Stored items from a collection
PR #527, opened 2021-12-10
Address ARM64 CETCOMPAT compatability

### LINKED ISSUE #508: "Control-flow Enforcement Technology (CET) Shadow Stack mitigation" , BA2025 should not be applied for arm64 binaries
```
C:\i\openvpn-pipeline-artifacts\arm64\openvpn.exe: warning BA2025: 'openvpn.exe' does not enable the Control-flow Enforcement Technology (CET) Shadow Stack mitigation. To resolve this issue, pass /CETCOMPAT on the linker command lines.
```

however, CET is not available for arm64

marmegh:
Fixes #508

Added detection of ARM64, two test cases, and a not applicable test for BA2025.


src/BinaryParsers/PEBinary/PortableExecutable/PE.cs
```diff
@@ -802,6 +802,8 @@ public bool IsWixBinary
             }
         }
 
+        public bool IsARM64Binary => Machine == Machine.Arm64;
```
michaelcfanning, line 805: >IsARM64Binary [](http://example.com/codeflow?start=20&length=13)

Let's remove this, as we don't have any other pattern which defines a helper for machine types. Instead, the rule can simply access the Machine property directly on this class.

Context here is that this PE abstraction has a bunch of legacy helpers on it that haven't been cleanly designed, and that I'd hoped would wither away. :)

src/BinSkim.Rules/PERules/BA2025.EnableShadowStack.cs
```diff
@@ -60,6 +60,12 @@ public override AnalysisApplicability CanAnalyzePE(PEBinary target, Sarif.Proper
                 return notApplicable;
             }
 
+            if (portableExecutable.IsARM64Binary)
```
michaelcfanning, line 63: >portableExecutable.IsARM64Binary [](http://example.com/codeflow?start=16&length=32)

So, you'll change this to portableExecutable.Machine == Machine.Arm64...

src/BinSkim.Rules/PERules/BA2025.EnableShadowStack.cs
```diff
@@ -60,6 +60,12 @@ public override AnalysisApplicability CanAnalyzePE(PEBinary target, Sarif.Proper
...
+            {
+                reasonForNotAnalyzing = MetadataConditions.ImageIsARM64BitBinary;
```
michaelcfanning, line 65: >ImageIsARM64BitBinary [](http://example.com/codeflow?start=59&length=21)

Please update casing everywhere to 'Arm', this is the appropriate casing in API contexts. You will see a different casing in some of our file names, etc., but that's ok.

src/BinSkim.Sdk/MetadataConditions.cs
```diff
@@ -40,5 +40,6 @@ public static class MetadataConditions
         public static readonly string ImageIsPreVersion7WindowsCEBinary = SdkResources.MetadataCondition_ImageIsPreVersion7WindowsCEBinary;
         public static readonly string ImageIsNativeUniversalWindowsPlatformBinary = SdkResources.MetadataCondition_ImageIsNativeUniversalWindowsPlatformBinary;
         public static readonly string MachOIsNotExecutableDynamicLibraryOrObject = SdkResources.MetadataCondition_MachOIsNotExecutableDynamicLibraryOrObject;
+        public static readonly string ImageIsARM64BitBinary = SdkResources.MetadataCondition_ImageIsARM64BitBinary;
```
michaelcfanning, line 43: >ImageIsARM64BitBinary [](http://example.com/codeflow?start=38&length=21)

Casing of this field is 'ImageIsArm64BitBinary.

Also, you may observe that all these fields are sorted by line length, so please move this line to the appropriate spot (somewhere near 'ElfIsCoreNoneOrObject', I think).

src/BinSkim.Sdk/SdkResources.resx
```diff
@@ -240,4 +240,7 @@
   <data name="MetadataCondition_ImageIsNotMachO" xml:space="preserve">
     <value>image is not a MachO binary</value>
   </data>
+  <data name="MetadataCondition_ImageIsARM64BitBinary" xml:space="preserve">
+    <value>image is an ARM 64 bit binary</value>
```
michaelcfanning, line 244: >ARM 64 [](http://example.com/codeflow?start=23&length=6)

ok, so this is a user-facing string and not a .NET API, so we prefer the casing that customers see on the web when querying around for this kind of thing. I think 'ARM64' is best, what do you think? Notice you've introduced a space in your rendering, 'ARM 64', which I propose to eliminate.

src/Test.FunctionalTests.BinSkim.Rules/RuleTests.cs
```diff
@@ -277,13 +278,23 @@ private BinaryAnalyzerContext CreateContext(TestMessageLogger logger, Properties
                 context.Rule = skimmer;
 
                 AnalysisApplicability applicability = skimmer.CanAnalyze(context, out string reasonForNotAnalyzing);
+
                 if (applicability != expectedApplicability)
                 {
                     sb.AppendLine("CanAnalyze did not correct indicate target applicability (unexpected return was " +
```
michaelcfanning, line 284: >correct [](http://example.com/codeflow?start=54&length=7)

s/be 'correctly'. You didn't make this mistake but would you mind correcting it?

src/Test.FunctionalTests.BinSkim.Rules/RuleTests.cs
```diff
@@ -277,13 +278,23 @@ private BinaryAnalyzerContext CreateContext(TestMessageLogger logger, Properties
...
                         applicability + "): " +
                         Path.GetFileName(target));
                     continue;
                 }
+
+                if (expectedReasonForNotAnalyzing != null && reasonForNotAnalyzing != expectedReasonForNotAnalyzing)
```
michaelcfanning, line 290: >expectedReasonForNotAnalyzing != null && reasonForNotAnalyzing != expectedReasonForNotAnalyzing [](http://example.com/codeflow?start=20&length=95)

why do we require the null check here??

src/Test.FunctionalTests.BinSkim.Rules/RuleTests.cs
```diff
@@ -277,13 +278,23 @@ private BinaryAnalyzerContext CreateContext(TestMessageLogger logger, Properties
...
+                {
+                    sb.AppendLine("Cannot Analyze but unexpected reason identified (unexpected return was " +
+                        reasonForNotAnalyzing + "but " +
+                        expectedReasonForNotAnalyzing + "was expected): " +
```
michaelcfanning, line 294: >was [](http://example.com/codeflow?start=57&length=3)

Looks like you are missing a space at the beginning of this literal. This raises a very common, more advanced piece of guidance I give all engineers: you should always provoke and examine the output of your test failures to find bugs like this and ensure that your new testing is providing a good experience in failure conditions (i.e., actionable for the poor soul who is responsible for fixing the future break).

It's great that you've added this code path by the way!!

src/Test.FunctionalTests.BinSkim.Rules/RuleTests.cs
```diff
@@ -277,13 +278,23 @@ private BinaryAnalyzerContext CreateContext(TestMessageLogger logger, Properties
...
                 {
                     sb.AppendLine("CanAnalyze did not correct indicate target applicability (unexpected return was " +
                         applicability + "): " +
                         Path.GetFileName(target));
                     continue;
                 }
+
+                if (expectedReasonForNotAnalyzing != null && reasonForNotAnalyzing != expectedReasonForNotAnalyzing)
+                {
+                    sb.AppendLine("Cannot Analyze but unexpected reason identified (unexpected return was " +
```
michaelcfanning, line 292: >Cannot [](http://example.com/codeflow?start=35&length=6)

So, this code follows the current convention of using the '+' to concatenate. You could convert to using interpolated strings instead. If you do, maybe clean up the rest of the file for interpolated string usage? e.g.:

Notice some other small clean-ups: 1) fixed casing of 'Analyze', 2) enquoted the dynamic injected values in apostrophes. This is very helpful in test output and I will offer this suggestion repeatedly. i.e., (We expected 'foo' but saw 'bar') is more readable than (We expected foo but saw bar)

                    sb.AppendLine(
                        $"Cannot analyze but unexpected reason identified (unexpected return was " +
                        $"'{reasonForNotAnalyzing}' but " +
                        $"'{expectedReasonForNotAnalyzing}' was expected): " +
                        Path.GetFileName(target));

michaelcfanning:
Solid change! Well done. You'll be looking in good shape after addressing my trivial suggestions. :)

src/Test.FunctionalTests.BinSkim.Rules/RuleTests.cs
marmegh: Not all tests that use this method take advantage of the additional functionality yet. We definitely want them to; but that should be part of a separate PR. We may encounter scenarios where the originally intended reasons for the test passing are no longer true; for that reason I did not pursue updating all tests yet.

src/BinSkim.Sdk/SdkResources.resx
marmegh: Is "MetadataCondition_ImageIsARM64BitBinary" good as is? Or does it need to be updated to MetadataCondition_ImageIsArm64BitBinary? I believe I found all of the others.

src/BinSkim.Rules/PERules/BA2025.EnableShadowStack.cs
michaelcfanning: Nice! btw - if you feel like these issues are resolved, please feel free to mark them that way.

src/Test.FunctionalTests.BinSkim.Rules/RuleTests.cs
```diff
@@ -131,12 +131,22 @@ public RuleTests(ITestOutputHelper output)
...
+                            expectedText,
+                            Path.GetFileName(target)));
                 }
                 else
                 {
                     other.Remove(target);
-                    sb.AppendLine("Expected '" + ruleName + "' " + expectedText + " but check " + actualText + " for: " + Path.GetFileName(target));
+                    sb.AppendLine(
+                        string.Format(
+                            "Expected '{0}' {1} but check {2} for: {3}",
```
michaelcfanning, line 145: >Expected '{0}' {1} but check {2} for: {3}", [](http://example.com/codeflow?start=29&length=43)

This format string looks odd to me, what is this error condition actually saying? Do you have an example we could review?

src/Test.FunctionalTests.BinSkim.Rules/RuleTests.cs
```diff
@@ -1099,6 +1126,15 @@ public void BA2025_EnableShadowStack_Fail()
             }
         }
 
+        [Fact]
+        public void BA2025_EnableShadowStack_NotApplicable()
+        {
+            this.VerifyApplicability(
+                skimmer: new EnableShadowStack(),
+                applicabilityConditions: new HashSet<string>(),
```
michaelcfanning, line 1134: >new HashSet<string>() [](http://example.com/codeflow?start=41&length=21)

In general, I think requiring that a caller instantiate an object which is empty indicates a design that could be improved, i.e., passing 'null' here may be a preferable indicator of no applicability conditions. 

Make sense? This is a fairly subtle API consideration, not a big deal. Sometimes it is important to preserve null for some specific scenario, as distinct from a non-null object which is empty.

src/Test.FunctionalTests.BinSkim.Rules/RuleTests.cs
marmegh: "Expected 'DoNotModifyStackProtectionCookie' failure but check succeeded for: __security_cookies.exe"

I'm not entirely certain why we have this at all. As written, even if we have a regression in the code we shouldn't hit this condition.

src/Test.FunctionalTests.BinSkim.Rules/RuleTests.cs
```diff
@@ -277,11 +288,27 @@ private BinaryAnalyzerContext CreateContext(TestMessageLogger logger, Properties
...
                 AnalysisApplicability applicability = skimmer.CanAnalyze(context, out string reasonForNotAnalyzing);
+
                 if (applicability != expectedApplicability)
                 {
-                    sb.AppendLine("CanAnalyze did not correct indicate target applicability (unexpected return was " +
-                        applicability + "): " +
-                        Path.GetFileName(target));
+                    sb.AppendLine(
+                        string.Format(
+                            "Can analyze did not correctly indicate target applicability (unexpected return was '{0}'): '{1}'",
```
eddynaka, line 296: >Can analyze [](http://example.com/codeflow?start=29&length=11)

Here, it should be 'CanAnalyze', since this is the name of the method.

eddynaka (approved):
:shipit:

src/BinSkim.Sdk/MetadataConditions.cs
```diff
@@ -22,6 +22,7 @@ public static class MetadataConditions
         public static readonly string ImageIsNot32BitBinary = SdkResources.MetadataCondition_ImageIsNot32BitBinary;
         public static readonly string ImageIsNot64BitBinary = SdkResources.MetadataCondition_ImageIsNot64BitBinary;
         public static readonly string ElfIsCoreNoneOrObject = SdkResources.MetadataCondition_ElfIsCoreNoneOrObject;
+        public static readonly string ImageIsArm64BitBinary = SdkResources.MetadataCondition_ImageIsARM64BitBinary;
```
michaelcfanning, line 25: >MetadataCondition_ImageIsARM64BitBinary [](http://example.com/codeflow?start=75&length=39)

Casing of this is still wrong, s/be MetadataCondition_ImageIsArm64BitBinary. Sorry to nickle-and-dime you, generally we follow the .NET guidelines in all source code expressed stuff (like resx string names). Actual user-facing strings can retain capitalization exceptions if it's part of the public brand.

Note instances of 'Elf' and 'Wix' in this file, where a user-facing string might prefer 'ELF' or 'WIX'.

src/BinSkim.Sdk/SdkResources.resx
michaelcfanning: Yes, please update as you suggest. Also, we should probably use 'ARM64 binary' or 'ARM 64-bit binary' in the user-facing string, as each is a bit more readable. I think the latter is good, what do you think?

src/Test.FunctionalTests.BinSkim.Rules/RuleTests.cs
michaelcfanning: btw - as you resolve things, you can mark them as 'resolved' in code flow. Then your reviewers can 'close' them. :)

src/Test.FunctionalTests.BinSkim.Rules/RuleTests.cs
michaelcfanning: AFAIK, I think we should! Try moving a test file from the 'Failed' directory to the 'Pass' directory in your enlistment and we should hit this code path.

D:\src\binskim\src\Test.FunctionalTests.BinSkim.Rules\FunctionalTestsData\BA2012.DoNotModifyStackProtectionCookie

michaelcfanning: By the way, if you'd really like to improve this code path, what I'd do is to leave an example as a source code comment.

// Generates message such as the following:
// Expected 'DoNotModifyStackProtectionCookie' failure but check succeeded for: __security_cookies.exe"

Please note that you appear to have added apostrophes where they aren't needed, for 'failure' on line 135 and line 145. Ideally, grab current state of these formatted strings from the debugger to make sure they are good (and once you confirm, put an example in the source code comment, then someone won't enquote something in apostrophes when they shouldn't (I led us here by making this suggestion, of course, without noting that not all dynamic args might be good to enquote).

Also, for extra points, please add the rule id to the output, as this is super helpful in locating the test binarys, the directories for which are prefixed with this info, e.g., :

// Expected 'BA20212:DoNotModifyStackProtectionCookie' failure but check succeeded for: __security_cookies.exe"

michaelcfanning (approved):
:shipit:

michaelcfanning:
Well done Mary (and Eddy, thanks for your help on it), this change is now in a perfect condition. :)

---
In reply to: [830692580](https://github.com/microsoft/binskim/pull/527#issuecomment-830692580) [](http://example.com/codeflow?ancestors=830692580,830692580)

**How to complete this task:** Take every line above that includes "these" and list it.

**Response to this task:**
Also, you may observe that all these fields are sorted by line length, so please move this line to the appropriate spot (somewhere near 'ElfIsCoreNoneOrObject', I think).
michaelcfanning: Nice! btw - if you feel like these issues are resolved, please feel free to mark them that way.
Please note that you appear to have added apostrophes where they aren't needed, for 'failure' on line 135 and line 145. Ideally, grab current state of these formatted strings from the debugger to make sure they are good (and once you confirm, put an example in the source code comment, then someone won't enquote something in apostrophes when they shouldn't (I led us here by making this suggestion, of course, without noting that not all dynamic args might be good to enquote).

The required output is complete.